Before hitting the range, I topped off the rifle with EOTech’s new VuDu 1-10x LPVO, as I felt this is the ideal scope for this gun’s intended application. On the 1x setting, this scope provides effortless, both-eyes-open shooting capability and is further hastened by its illuminated reticle. By cranking the dial up to 10x, one would have more than enough magnification to put a .300 BLK onto any target within its effective range. After mounting the scope, I filled my range bag with ammunition from Federal, Winchester and Hornady that encompassed a variety of bullet weights and velocities, packed up my vehicle and headed out for a morning full of accuracy and function testing.
My range day was met with mild conditions, if a bit muggy. Using the Hornady ammunition, I fired my first shots to zero the glass, and immediately noticed how mild the overall shooting experience with the .300 BLK MVP Patrol was. Through the cartridge’s light-recoil characteristics and the included A2 flash hider, it was sheer joy centering up my shots on a piece of club steel sitting 100 yards out. The medium-contoured barrel did a terrific job of shedding heat and added its own recoil mitigation to the package as well. I found the bolt was relatively smooth to run, but it did need a bit of grease right out of the box. On the other hand, both the push-to-fire safety and push-button magazine release took minimal effort to move and required absolutely zero break-in. Features like the thick-rubber recoil pad and the textured grip and fore-end ensured that the rifle stayed put during this portion of the test; these would also mitigate the sweaty-hands issue likely during life-or-death encounters.

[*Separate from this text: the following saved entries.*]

PR #293, opened 2025-08-18
Do not make constant fields ghost

keyboardDrummer:
### What was changed?
- Do not make constant fields ghost, since generally they're not.
- Let some of the builtin contracts define a pure body
- Resolve resulting Dafny error that relate to equality not being defined, by using more JVerify.Sequence instead of Set/Map

### How has this been tested?
- Uses existing tests


fabiomadge:

PR #296, opened 2025-08-18
Support static methods nested inside polymorphic types

keyboardDrummer:
### What was changed?
- Support static methods nested inside polymorphic types

### How has this been tested?
- Added a test `PolymorphicStaticsVerification`


verifier/src/main/java/com/aws/jverify/verifier/compiler/simplifications/MoveStaticMethodsToStaticType.java
```diff
@@ -0,0 +1,122 @@
...
+        }
+        
+    }
+
+    class ReferenceUpdater extends TreeTranslator {
+        Symbol.@Nullable ClassSymbol staticContext = null;
+        
+        @Override
+        public void visitSelect(JCTree.JCFieldAccess tree) {
+            if (tree.sym instanceof Symbol.MethodSymbol methodSymbol && staticMethodSymbols.contains(methodSymbol)) {
```
ssomayyajula: Why collect all of the `staticMethodSymbols` ahead of time rather than checking that `methodSymbol` has `STATIC` among its `getModifiers()`?

ssomayyajula (commented):
Just have that one question, otherwise looks good.

verifier/src/main/java/com/aws/jverify/verifier/compiler/simplifications/MoveStaticMethodsToStaticType.java
keyboardDrummer: That would probably work as well, but this is more defensive since we'll only update references for the methods that we actually moved. In case somehow we didn't touch all static methods this would be safer. Would you prefer I do what you suggest?

ssomayyajula (dismissed):
Oh I get it now. Nah, keep it as it is. Approved!

verifier/src/main/java/com/aws/jverify/verifier/compiler/simplifications/MoveStaticMethodsToStaticType.java
ssomayyajula: No worries, SGTM.

verifier/src/main/java/com/aws/jverify/verifier/compiler/simplifications/ImmutableTypeCompiler.java
```diff
@@ -37,7 +37,6 @@ public TopLevelDeclWithMembers translate(Symbol.ClassSymbol classSymbol, JCTree.
         Symbol.ClassSymbol currentTypeSymbol = typeDeclarationCompiler.getCurrentTypeSymbol(classDecl.sym);
         var traits = currentTypeSymbol
                 .getInterfaces().stream()
-                .filter(type -> JavaToDafnyCompiler.typeHasSource(compiler.index, type.tsym))
```
oyendrila-dobe: why do we not need this check anymore?

verifier/src/test/java/com/aws/jverify/verifier/tests/javasupport/lambdas/PolymorphicLambdas.java
```diff
@@ -45,7 +61,25 @@ interface MyConsumer<T> {
         int consume(T value);
     }
 
-    interface MyProducer<T> {
```
oyendrila-dobe: why remove the interface test ?

verifier/src/test/java/com/aws/jverify/verifier/tests/javasupport/nestedClasses/NestedStaticClass.java
```diff
@@ -5,7 +5,7 @@
 
 import static com.aws.jverify.JVerify.check;
 
-@JVerifyTest(exitCode = 4, dafnyVerified = 4, dafnyErrors = 1)
```
oyendrila-dobe, line 8: Are we only mentioning exit codes if its non-zero?

verifier/src/main/java/com/aws/jverify/verifier/compiler/frontend/InstrumentLower.java
```diff
@@ -41,6 +41,8 @@ public static void installModification() {
                             .method(named("access").
                                     and(takesArgument(0, is(Symbol.class))))
                                     .intercept(MethodDelegation.to(LowerInterceptor.class))
+                            .method(named("makeOuterThisVarSymbol"))
```
oyendrila-dobe: i wasn't able to connect this change to anything else

verifier/src/main/java/com/aws/jverify/verifier/compiler/frontend/JavaFrontEnd.java
```diff
@@ -99,9 +100,8 @@ public Set<JCTree.JCCompilationUnit> parseResolveAndDesugarJava(VerifierOptions
          * PROCESS(3),
          * ATTR(4),
          * FLOW(5),
-         * SUBSTITUTE,
-         * UNLAMBDA(8),
-         * UNSUBSTITUTE
+         * Method references to lambdas,
```
oyendrila-dobe: What does this do and why doesn't it follow the pattern of the existing entries in the list?

verifier/src/main/java/com/aws/jverify/verifier/compiler/simplifications/ImmutableTypeCompiler.java
keyboardDrummer: This check was to prevent the Dafny code from referring to types for which we weren't generating a Dafny equivalent. However, now (already changed in a previous PR) we're creating Dafny types for any Java type that's referred to, even if no contract is defined for it.

I'm not sure why this line is being deleted in this PR but it's obsolete in any case.

verifier/src/test/java/com/aws/jverify/verifier/tests/javasupport/nestedClasses/NestedStaticClass.java
keyboardDrummer: Yes, zero is the default value

verifier/src/test/java/com/aws/jverify/verifier/tests/javasupport/lambdas/PolymorphicLambdas.java
keyboardDrummer: Instead of `MyProducer` I'm using `Supplier` now, which is a standard library type.

verifier/src/main/java/com/aws/jverify/verifier/compiler/frontend/InstrumentLower.java
keyboardDrummer: `Lower` is a pass from the Java compiler, which contains this method. You can find it here: https://github.com/openjdk/jdk/blob/f0498c2aed761d4023917bc9cd1f852a02ce977a/src/jdk.compiler/share/classes/com/sun/tools/javac/comp/Lower.java#L1460

Note the call to `erasure(types)`, which takes a regular possibly applied Java type and removes all type arguments from it. This type erasure is useful in the Java compiler which wants to generate Java bytecode without any applied types, but since we want to generate Dafny we need the types to stay applied. This change makes it so that no type erasure occurs during execution of `makeOuterThisVarSymbol`.

I don't recall why this change is needed in this PR, but since this PR is about polymorphic types I'm not surprised it makes a change so that Lower.java keeps more applied polymorphic types.

verifier/src/main/java/com/aws/jverify/verifier/compiler/frontend/JavaFrontEnd.java
keyboardDrummer: Updated the comment to make it more clear.

oyendrila-dobe (approved):
LGTM

PR #297, opened 2025-08-19
Added contract for Optional Class

### LINKED ISSUE #272: Add contracts for the Optional class
Methods used in customer B's prototype: 
- get
- ifPresent
- map
- orElse

oyendrila-dobe:
### What was changed?
- Added contract for a subset of methods in Optional class 
- Modified relevant line number for expected error in `Collections.test`

### How has this been tested?
- Added relevant test cases in `verifier/tests/Optionals.java`


verifier/src/main/resources/builtin-contracts.java
```diff
@@ -489,3 +491,53 @@ public int signum() {
...
+        throw new ContractException();
+    }
+
+    static <T> OptionalContract<T> empty() {
+        postcondition((OptionalContract<T> o) -> !o.isSet);
+        throw new ContractException();
+    }
+
+    //Currently the same as of because we are not able to handle null cases
+    static <T> OptionalContract<T> ofNullable(T val) {
```
keyboardDrummer: Probably better to comment out this contract since it can't effectively be used.

verifier/src/main/resources/builtin-contracts.java
```diff
@@ -489,3 +491,53 @@ public int signum() {
...
 }
+
+@Contract(value = Optional.class, immutable = true)
+class OptionalContract<T> {
+
+    private T value;
+    private boolean isSet;
+
+    //Throws a NullPointerException if the val is null
+    static <T> OptionalContract<T> of(T val) {
```
keyboardDrummer: I prefer `value` over `val`. `val` makes me think of the immutable variable declaration from `scala`. In general, try to avoid acronyms.

verifier/src/main/resources/builtin-contracts.java
```diff
@@ -489,3 +491,53 @@ public int signum() {
     }
 
 }
+
+@Contract(value = Optional.class, immutable = true)
+class OptionalContract<T> {
```
keyboardDrummer, line 528: A few `@Pure` annotations are missing on methods

verifier/src/main/resources/builtin-contracts.java
keyboardDrummer: Would you be interested in enabling this as well?

I think on the JVerify side, we would write `@Pure static <T extends @Modifiable Object> OptionalContract<T> ofNullable(T val) { return val == null ? : ... : ... } `

which in Dafny should translate to:

```dafny
function ofNullable<T extends ModifiableObject>(T val): Optional<T> {
  ...
}

trait ModifiableObject extends Object, object
```

A remaining problem is then to translate the `==` in the body. If you translate that to `val == null` then Dafny complains, since it isn't very smart when it comes to constraints on type parameters. I think because of the `extends ModifiableObject`, Dafny should be able to know that `T` supports equality, and then `null` should be interpreted as a `ModifiableObject`. However,  Dafny only uses `extends ModifiableObject` to verify type tests and conversions, but nothing else. Given that, here's a workaround: if you translate it the `==` comparison to `(val as ModifiableObject?) == null` in Dafny then it's fine.

`==` in Java is always reference equality, and everything that has reference equality should inherit from `ModifiableObject`, so in the translation I think you could do something like: if the type of the operand of `==` is a type parameter, then add the conversion ` as ModifiableObject?` to it.

keyboardDrummer (dismissed):
Awesome! Left a few comments

oyendrila-dobe:
TODO: yet to add contract for `map`. Will add it in a later PR along with the null checks modification

verifier/src/main/resources/builtin-contracts.java
```diff
@@ -488,4 +490,61 @@ public int signum() {
...
+}
+
+@Contract(value = Optional.class, immutable = true)
+class OptionalContract<T> {
+
+    private T value;
+    private boolean isSet;
+
+    //Throws a NullPointerException if the value is null
+    //TODO: add precondition for null
```
keyboardDrummer, line 533: What happens if you pass in `null` and run JVerify on this?

verifier/src/main/resources/builtin-contracts.java
```diff
@@ -488,4 +490,61 @@ public int signum() {
...
+        throw new ContractException();
+    }
+
+    @Pure
+    T orElse(T value) {
+        postcondition((T b) -> isPresent()? b == this.value : b == value);
+        throw new ContractException();
+    }
+
+    // Throws a NoSuchElementException if this is an empty object
```
keyboardDrummer: I don't understand the comment. JVerify prevents the exception from ever being thrown right?

verifier/src/main/resources/builtin-contracts.java
oyendrila-dobe: Currently, it complains that `type of 'null' is a reference type, but it is used as Object` 
(code used: `Optional.of( null)`)

verifier/src/main/resources/builtin-contracts.java
oyendrila-dobe: My bad. This is related to the actual behaviour of the `Optional.get` wrt Java semantics not Jverify. Removing this and the comment on line 501 to avoid confusion

verifier/src/main/resources/builtin-contracts.java
keyboardDrummer: Then I don't understand what the TODO would entail. It seems like this method's contract is done. What you could do is add a test that checks the behavior you describe above. 

I think later we should remap the error message to "type of 'null' is an impure type, but it is used as a pure Object", but you can leave that out of this PR.

keyboardDrummer (approved):

PR #298, opened 2025-08-20
Handle `@Contract` as a separate pass

keyboardDrummer:
### What was changed?
- Handle `@Contract` as a separate pass, so all other passes don't need to be aware of `@Contract` semantics. 
  - I started this PR because I was working on https://github.com/aws/jverify/pull/296 and realized there too I had to consider contracts. I think with this refactoring, lots of future PRs will be easier. 
  - The separate pass tries to make it seem as if all contracts defined by a `@Contract` class, were defined on the contractee class. It inserts `@Verify(false)` annotations so that the bodies of those methods does not need to be checked, so the `throw new ContractException()` is ignored.
- Move some reporting code from `JavaToDafnyCompiler` to a new class `Reporter`

### How has this been tested?
- Uses existing tests


verifier/src/test/java/com/aws/jverify/verifier/tests/jcl/PrimitiveAndBoxedTypesVerification.java
```diff
@@ -1,21 +1,27 @@
 package com.aws.jverify.verifier.tests.jcl;
 
+import com.aws.jverify.Nullable;
 import com.aws.jverify.Pure;
 import com.aws.jverify.testengine.JVerifyTest;
 
 import static com.aws.jverify.JVerify.check;
 
-@JVerifyTest(exitCode = 4, dafnyVerified = 3, dafnyErrors = 1, useBuiltinContracts = true)
+@JVerifyTest(exitCode = 4, dafnyVerified = 4, dafnyErrors = 1, useBuiltinContracts = true)
```
oyendrila-dobe, line 9: Is it the case that we don't anymore need exitcode if we are not using builtIn Contracts?

oyendrila-dobe (approved):
LGTM

verifier/src/test/java/com/aws/jverify/verifier/tests/jcl/PrimitiveAndBoxedTypesVerification.java
keyboardDrummer: Based on the change, which does not affect exitCode, I don't understand your question. Were you looking at an outdated diff? In any case, the answer is no, exit code and builtin contracts are unrelated.

oyendrila-dobe: I was trying to understand where are we not using exit codes anymore. Combining these changes and the ones in another PR, i guess we can skip exit codes if it is zero and mention it otherwise.

PR #299, opened 2025-08-25
Add missing contract members

keyboardDrummer:
### What was changed?
- Fix a name collision issue that could occur when child and parent class had same named methods with different signatures
- Automatically add missing members. When members are missing this creates warnings, but the code can still be verified.
- Change order in the GH built yml so the test suite runs before an integration test (which would prevent the test suite from running, reducing the amount of feedback).
- Move code for adding missing types to a separate class
- Remove field `typeForWhichCurrentClassIsDefiningContract` since it was no longer used

### How has this been tested?
- Add a case to `AvoidNameCollisionsTest`
- Added the test `MissingContracts`


verifier/src/main/java/com/aws/jverify/verifier/compiler/simplifications/JVerifyMaker.java
```diff
@@ -0,0 +1,42 @@
...
+import com.aws.jverify.Verify;
+import com.sun.tools.javac.code.Symtab;
+import com.sun.tools.javac.model.JavacElements;
+import com.sun.tools.javac.tree.JCTree;
+import com.sun.tools.javac.tree.TreeMaker;
+import com.sun.tools.javac.util.Context;
+import com.sun.tools.javac.util.List;
+import com.sun.tools.javac.util.Names;
+
+public class JVerifyMaker {
```
ssomayyajula, line 12: Are you naming this "JVerifyMaker" because it's meant to store methods for creating any kind of resolved node, not just `{:verify false}`?

ssomayyajula (dismissed):
Trusting the tests and the small fixes focusing on `MissingContractCompiler`, which from what I can tell, adds `{:verify false}` to members that are not annotated and verified. Approved!

verifier/src/main/java/com/aws/jverify/verifier/compiler/simplifications/JVerifyMaker.java
keyboardDrummer: Yes, I've named it after javac's `TreeMaker`, which is a class for creating Java nodes. This one is for creating JVerify specific nodes.

Note that `{:verify false}` is a Dafny thing that JVerify is not using at all. `@Verify(false)` is implemented using bodyless members at the moment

Moving over to group testing, I found this Hornady load exceptionally consistent with five-shot groups measuring as small as eight-tenths of an inch. The full-metal-jacket design of this bullet allowed it to easily slide up the feed ramp and didn’t present any issues with firing or ejection. The 150-grain Federal offering delivered the same trouble-free cycling, but grouped a littler larger than the Hornady fodder. After testing these two, I fired the Winchester ammunition, which was the only subsonic offering of the three. The blunted hollow-point profile needed a little influence to chamber; however, they were exceptionally quiet and rather precise for subs, as this design is not known for tack-driving performance. Overall, I was satisfied with the results and can deem this MVP Patrol to be one heck of an accurate rifle, if a tad picky with ammo.
I finished my range day with a maneuverability test as I navigated a course of fire that forced me to stay tight to cover, slip through narrow openings and shoot from awkward positions. The MVP patrol rifle rose to the occasion for each engagement and proved its worth as a useful home-defense tool. I enjoyed its ease of handling and found that I could run the bolt and get back on target in about the same amount of time that it would take me with a semi-auto. Furthermore, the reduced flash signature and provision for a sound suppressor score big points in protecting both your vision and hearing when used in a confined space.
The Mossberg .300 BLK MVP Patrol rifle is a handy little piece of kit that can defend the home and wouldn’t be your worst option for deer or coyote hunting, either. I loved that it was ready to shoot right out of the box and had thoughtful features geared toward its intended market, including a magazine hold-open that won’t let you unintentionally close the bolt on an empty chamber. In short, it’s just a nifty little design that won’t let you down when it matters most. Yes, semi-autos have made leaps and bounds in reliability, but when it really comes down to it, you can always believe in a bolt.